Required work — Using the entries below, write out the line with "PR #225, opened 2020-08-07", the line with "harshad16: argocd fails", and every line in between, exactly as each is written.

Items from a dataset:
★ ★ ★ ★

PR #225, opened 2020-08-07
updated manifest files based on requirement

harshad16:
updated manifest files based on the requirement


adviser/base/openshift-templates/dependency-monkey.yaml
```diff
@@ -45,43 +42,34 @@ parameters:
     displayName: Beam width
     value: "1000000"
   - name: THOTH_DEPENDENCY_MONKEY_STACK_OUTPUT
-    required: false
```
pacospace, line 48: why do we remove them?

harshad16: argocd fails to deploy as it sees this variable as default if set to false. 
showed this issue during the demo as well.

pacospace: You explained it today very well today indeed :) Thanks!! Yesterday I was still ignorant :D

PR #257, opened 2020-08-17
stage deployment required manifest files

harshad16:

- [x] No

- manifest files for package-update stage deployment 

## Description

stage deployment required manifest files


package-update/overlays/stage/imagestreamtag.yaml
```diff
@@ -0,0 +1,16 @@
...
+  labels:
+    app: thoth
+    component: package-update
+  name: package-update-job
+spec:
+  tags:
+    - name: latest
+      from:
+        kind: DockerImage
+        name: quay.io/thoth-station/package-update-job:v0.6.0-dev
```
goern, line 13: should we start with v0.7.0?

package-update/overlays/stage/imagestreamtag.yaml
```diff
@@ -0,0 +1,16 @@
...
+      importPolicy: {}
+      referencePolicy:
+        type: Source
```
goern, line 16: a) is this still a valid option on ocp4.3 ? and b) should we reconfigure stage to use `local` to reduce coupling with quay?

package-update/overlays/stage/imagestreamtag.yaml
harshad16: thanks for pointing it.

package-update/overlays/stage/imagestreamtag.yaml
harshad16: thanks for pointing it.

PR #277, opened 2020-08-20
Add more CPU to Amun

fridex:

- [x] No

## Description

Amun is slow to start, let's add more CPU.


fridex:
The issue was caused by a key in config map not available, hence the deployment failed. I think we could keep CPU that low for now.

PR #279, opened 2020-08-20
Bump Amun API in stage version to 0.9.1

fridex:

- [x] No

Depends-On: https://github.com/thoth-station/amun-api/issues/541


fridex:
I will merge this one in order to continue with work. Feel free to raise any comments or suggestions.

★ ★ ★ ★

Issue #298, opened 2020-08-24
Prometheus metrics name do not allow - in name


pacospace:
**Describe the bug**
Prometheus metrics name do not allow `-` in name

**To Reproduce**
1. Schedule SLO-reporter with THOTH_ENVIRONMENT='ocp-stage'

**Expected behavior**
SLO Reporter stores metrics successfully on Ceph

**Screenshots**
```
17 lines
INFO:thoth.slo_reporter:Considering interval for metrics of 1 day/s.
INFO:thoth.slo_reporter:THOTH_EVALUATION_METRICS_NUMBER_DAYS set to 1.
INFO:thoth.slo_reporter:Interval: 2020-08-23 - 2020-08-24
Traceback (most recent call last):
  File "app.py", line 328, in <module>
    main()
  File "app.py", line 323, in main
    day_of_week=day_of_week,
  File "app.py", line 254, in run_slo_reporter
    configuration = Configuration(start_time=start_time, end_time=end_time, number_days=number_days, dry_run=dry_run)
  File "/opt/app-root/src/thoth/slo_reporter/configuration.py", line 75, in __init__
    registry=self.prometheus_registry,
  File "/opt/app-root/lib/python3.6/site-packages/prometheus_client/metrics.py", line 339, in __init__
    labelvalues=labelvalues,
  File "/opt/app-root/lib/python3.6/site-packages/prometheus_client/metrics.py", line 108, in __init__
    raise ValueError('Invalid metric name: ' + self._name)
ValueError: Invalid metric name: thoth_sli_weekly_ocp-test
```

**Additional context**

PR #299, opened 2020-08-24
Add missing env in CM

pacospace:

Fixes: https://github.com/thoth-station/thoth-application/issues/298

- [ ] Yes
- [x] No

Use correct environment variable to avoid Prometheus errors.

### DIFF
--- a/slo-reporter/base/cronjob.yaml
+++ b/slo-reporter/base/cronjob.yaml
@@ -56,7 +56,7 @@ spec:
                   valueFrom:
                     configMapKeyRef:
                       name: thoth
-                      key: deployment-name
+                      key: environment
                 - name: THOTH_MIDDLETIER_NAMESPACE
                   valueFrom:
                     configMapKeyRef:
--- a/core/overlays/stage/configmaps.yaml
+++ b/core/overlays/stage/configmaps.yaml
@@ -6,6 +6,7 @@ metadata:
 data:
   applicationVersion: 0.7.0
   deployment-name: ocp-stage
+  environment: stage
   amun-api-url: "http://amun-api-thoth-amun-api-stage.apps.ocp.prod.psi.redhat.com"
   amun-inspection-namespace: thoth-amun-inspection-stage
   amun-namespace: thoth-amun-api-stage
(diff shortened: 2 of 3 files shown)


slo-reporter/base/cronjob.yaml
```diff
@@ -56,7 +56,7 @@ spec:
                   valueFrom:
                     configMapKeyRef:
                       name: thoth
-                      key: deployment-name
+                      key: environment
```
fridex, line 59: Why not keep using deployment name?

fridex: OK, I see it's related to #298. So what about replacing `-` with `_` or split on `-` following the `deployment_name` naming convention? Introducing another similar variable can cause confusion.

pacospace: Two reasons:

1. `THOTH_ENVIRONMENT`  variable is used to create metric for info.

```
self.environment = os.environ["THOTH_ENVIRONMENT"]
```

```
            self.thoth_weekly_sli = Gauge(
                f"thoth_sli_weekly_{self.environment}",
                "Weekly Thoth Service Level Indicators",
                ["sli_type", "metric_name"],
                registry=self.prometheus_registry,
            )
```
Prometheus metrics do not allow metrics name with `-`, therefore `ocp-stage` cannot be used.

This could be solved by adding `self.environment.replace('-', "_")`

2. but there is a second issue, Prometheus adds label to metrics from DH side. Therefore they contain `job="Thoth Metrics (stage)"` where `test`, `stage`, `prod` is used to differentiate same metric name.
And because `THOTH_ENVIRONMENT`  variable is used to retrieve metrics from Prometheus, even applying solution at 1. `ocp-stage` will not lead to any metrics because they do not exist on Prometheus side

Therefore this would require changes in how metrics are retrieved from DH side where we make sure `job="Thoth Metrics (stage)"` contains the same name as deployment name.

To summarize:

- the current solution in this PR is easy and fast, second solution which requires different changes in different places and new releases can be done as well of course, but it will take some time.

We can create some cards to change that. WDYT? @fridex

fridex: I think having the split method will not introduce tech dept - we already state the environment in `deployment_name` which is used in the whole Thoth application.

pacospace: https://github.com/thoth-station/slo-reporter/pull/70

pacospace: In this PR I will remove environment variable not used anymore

★ ★ ★ ★

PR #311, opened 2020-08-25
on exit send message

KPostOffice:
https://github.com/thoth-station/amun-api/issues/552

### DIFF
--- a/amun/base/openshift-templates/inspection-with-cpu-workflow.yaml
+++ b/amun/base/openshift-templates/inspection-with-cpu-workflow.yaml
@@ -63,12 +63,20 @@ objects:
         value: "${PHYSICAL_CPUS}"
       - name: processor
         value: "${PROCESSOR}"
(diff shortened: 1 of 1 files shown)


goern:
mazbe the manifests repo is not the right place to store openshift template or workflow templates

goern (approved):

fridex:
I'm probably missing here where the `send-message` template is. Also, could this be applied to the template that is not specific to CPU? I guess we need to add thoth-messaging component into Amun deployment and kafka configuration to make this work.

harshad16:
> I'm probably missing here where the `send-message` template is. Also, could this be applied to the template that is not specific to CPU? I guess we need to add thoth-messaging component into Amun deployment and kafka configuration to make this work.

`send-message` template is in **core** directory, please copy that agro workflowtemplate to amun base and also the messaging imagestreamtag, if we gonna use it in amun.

★ ★ ★ ★

Expected answer —
PR #225, opened 2020-08-07
updated manifest files based on requirement

harshad16:
updated manifest files based on the requirement


adviser/base/openshift-templates/dependency-monkey.yaml
```diff
@@ -45,43 +42,34 @@ parameters:
     displayName: Beam width
     value: "1000000"
   - name: THOTH_DEPENDENCY_MONKEY_STACK_OUTPUT
-    required: false
```
pacospace, line 48: why do we remove them?

harshad16: argocd fails to deploy as it sees this variable as default if set to false. 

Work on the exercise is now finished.